=== Begin Enclosure ===

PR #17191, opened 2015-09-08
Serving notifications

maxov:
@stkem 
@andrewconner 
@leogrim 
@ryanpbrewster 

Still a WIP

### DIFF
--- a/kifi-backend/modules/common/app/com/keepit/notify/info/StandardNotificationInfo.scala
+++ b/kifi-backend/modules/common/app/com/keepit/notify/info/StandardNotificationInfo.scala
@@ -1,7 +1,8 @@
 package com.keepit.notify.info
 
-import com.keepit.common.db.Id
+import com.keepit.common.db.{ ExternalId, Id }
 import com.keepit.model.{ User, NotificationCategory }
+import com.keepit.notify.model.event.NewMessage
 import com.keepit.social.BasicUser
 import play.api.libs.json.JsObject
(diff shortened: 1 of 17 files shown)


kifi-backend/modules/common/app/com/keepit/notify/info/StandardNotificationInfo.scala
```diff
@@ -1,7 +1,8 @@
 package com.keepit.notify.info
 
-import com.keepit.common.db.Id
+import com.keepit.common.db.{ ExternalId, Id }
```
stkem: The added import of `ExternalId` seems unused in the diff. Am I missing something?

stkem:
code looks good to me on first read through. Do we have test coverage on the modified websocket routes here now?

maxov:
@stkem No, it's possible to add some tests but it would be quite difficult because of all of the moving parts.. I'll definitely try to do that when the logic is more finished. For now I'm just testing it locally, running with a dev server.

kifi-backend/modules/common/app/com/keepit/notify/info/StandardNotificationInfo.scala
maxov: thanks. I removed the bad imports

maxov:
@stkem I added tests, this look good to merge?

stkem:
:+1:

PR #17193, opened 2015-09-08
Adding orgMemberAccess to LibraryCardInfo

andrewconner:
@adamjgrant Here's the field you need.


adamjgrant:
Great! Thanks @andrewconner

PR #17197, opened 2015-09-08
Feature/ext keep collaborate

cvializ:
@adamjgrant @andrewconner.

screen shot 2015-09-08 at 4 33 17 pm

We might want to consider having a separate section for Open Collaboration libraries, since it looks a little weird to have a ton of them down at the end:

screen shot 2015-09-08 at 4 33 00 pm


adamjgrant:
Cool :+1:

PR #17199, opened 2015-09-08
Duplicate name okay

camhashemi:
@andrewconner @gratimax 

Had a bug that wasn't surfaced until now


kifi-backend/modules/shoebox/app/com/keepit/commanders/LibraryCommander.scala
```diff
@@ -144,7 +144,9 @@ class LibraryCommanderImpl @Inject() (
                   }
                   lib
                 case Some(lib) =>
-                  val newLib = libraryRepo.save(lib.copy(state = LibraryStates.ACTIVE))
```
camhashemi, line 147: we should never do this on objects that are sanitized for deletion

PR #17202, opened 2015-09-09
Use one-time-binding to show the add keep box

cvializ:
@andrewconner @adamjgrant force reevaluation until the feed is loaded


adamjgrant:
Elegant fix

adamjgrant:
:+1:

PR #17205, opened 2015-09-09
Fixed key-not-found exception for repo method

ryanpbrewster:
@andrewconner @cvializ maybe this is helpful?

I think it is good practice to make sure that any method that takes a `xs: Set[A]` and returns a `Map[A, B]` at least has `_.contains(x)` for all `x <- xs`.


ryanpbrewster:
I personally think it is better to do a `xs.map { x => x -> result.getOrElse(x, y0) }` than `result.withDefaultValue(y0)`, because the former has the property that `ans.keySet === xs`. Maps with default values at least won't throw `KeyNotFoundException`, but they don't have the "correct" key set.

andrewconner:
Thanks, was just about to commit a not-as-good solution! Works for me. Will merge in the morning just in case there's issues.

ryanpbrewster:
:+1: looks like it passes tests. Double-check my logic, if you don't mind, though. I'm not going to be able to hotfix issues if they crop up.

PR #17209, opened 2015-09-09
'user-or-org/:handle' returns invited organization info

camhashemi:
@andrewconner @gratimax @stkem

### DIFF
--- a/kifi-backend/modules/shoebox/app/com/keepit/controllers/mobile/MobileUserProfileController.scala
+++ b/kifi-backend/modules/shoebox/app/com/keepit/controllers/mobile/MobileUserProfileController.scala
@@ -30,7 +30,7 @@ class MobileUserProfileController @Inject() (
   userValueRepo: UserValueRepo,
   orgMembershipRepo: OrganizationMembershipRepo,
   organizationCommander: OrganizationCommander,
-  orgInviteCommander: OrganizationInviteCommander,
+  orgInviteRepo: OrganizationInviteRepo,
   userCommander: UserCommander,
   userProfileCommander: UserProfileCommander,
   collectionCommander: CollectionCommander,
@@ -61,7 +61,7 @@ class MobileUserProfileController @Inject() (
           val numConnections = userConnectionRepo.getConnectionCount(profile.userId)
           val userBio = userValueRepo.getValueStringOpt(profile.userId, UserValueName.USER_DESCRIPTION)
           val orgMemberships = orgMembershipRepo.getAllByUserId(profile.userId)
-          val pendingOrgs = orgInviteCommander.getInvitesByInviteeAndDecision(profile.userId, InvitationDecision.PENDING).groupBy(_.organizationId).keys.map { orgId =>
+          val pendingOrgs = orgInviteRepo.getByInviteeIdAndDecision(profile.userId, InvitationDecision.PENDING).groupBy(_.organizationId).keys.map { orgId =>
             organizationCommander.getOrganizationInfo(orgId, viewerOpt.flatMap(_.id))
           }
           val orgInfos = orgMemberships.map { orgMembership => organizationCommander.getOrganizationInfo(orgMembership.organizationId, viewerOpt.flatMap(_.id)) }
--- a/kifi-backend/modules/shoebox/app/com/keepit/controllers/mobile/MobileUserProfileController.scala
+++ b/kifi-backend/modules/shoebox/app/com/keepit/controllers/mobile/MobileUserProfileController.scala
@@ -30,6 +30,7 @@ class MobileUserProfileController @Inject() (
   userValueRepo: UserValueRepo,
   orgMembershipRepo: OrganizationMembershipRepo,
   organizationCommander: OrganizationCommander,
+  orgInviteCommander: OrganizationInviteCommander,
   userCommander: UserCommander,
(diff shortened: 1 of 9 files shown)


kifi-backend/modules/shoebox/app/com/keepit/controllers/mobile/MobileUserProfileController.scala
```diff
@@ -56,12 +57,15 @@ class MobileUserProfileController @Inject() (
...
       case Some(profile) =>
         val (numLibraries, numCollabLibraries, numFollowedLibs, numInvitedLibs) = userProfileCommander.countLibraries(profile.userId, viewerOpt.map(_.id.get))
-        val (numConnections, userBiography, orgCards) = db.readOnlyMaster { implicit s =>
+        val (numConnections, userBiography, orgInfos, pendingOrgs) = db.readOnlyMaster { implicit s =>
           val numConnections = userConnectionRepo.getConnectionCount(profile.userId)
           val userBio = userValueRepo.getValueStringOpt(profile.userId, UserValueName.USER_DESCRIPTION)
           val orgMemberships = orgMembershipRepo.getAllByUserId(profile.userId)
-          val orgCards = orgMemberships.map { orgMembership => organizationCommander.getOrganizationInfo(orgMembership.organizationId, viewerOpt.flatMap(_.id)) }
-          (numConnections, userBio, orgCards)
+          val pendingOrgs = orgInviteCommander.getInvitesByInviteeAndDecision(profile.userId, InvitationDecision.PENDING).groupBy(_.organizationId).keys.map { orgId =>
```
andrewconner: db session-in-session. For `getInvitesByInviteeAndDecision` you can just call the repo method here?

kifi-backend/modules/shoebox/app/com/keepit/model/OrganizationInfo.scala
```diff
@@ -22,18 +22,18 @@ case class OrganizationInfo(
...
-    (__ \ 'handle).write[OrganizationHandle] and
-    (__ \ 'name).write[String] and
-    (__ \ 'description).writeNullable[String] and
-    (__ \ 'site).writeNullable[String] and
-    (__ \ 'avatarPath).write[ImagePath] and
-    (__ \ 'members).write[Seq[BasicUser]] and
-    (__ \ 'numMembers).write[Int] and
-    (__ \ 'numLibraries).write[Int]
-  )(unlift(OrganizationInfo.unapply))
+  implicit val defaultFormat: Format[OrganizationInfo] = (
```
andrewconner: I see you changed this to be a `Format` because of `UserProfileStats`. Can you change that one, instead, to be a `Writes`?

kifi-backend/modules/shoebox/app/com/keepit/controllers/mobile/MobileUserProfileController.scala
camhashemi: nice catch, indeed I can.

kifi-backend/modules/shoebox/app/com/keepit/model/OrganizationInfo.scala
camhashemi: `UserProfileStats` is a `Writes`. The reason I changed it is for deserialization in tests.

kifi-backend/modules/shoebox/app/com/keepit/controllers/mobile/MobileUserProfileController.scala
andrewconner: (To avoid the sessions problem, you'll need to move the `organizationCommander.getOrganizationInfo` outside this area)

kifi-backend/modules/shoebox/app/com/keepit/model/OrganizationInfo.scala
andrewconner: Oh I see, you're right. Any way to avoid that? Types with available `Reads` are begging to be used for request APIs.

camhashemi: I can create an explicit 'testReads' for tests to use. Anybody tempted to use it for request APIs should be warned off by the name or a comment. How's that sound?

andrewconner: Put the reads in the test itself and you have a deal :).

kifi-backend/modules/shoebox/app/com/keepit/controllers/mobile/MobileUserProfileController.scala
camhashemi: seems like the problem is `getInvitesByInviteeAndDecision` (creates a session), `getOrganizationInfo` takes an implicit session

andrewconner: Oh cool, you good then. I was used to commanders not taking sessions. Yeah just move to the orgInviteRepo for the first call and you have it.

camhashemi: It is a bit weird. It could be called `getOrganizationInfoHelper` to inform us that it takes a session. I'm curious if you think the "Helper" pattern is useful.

=== End Enclosure ===

WHAT NEEDS TO BE DONE: Out of the preceding entries, pull each line that contains the word "avoid".

RESPONSE AREA:
andrewconner: (To avoid the sessions problem, you'll need to move the `organizationCommander.getOrganizationInfo` outside this area)
andrewconner: Oh I see, you're right. Any way to avoid that? Types with available `Reads` are begging to be used for request APIs.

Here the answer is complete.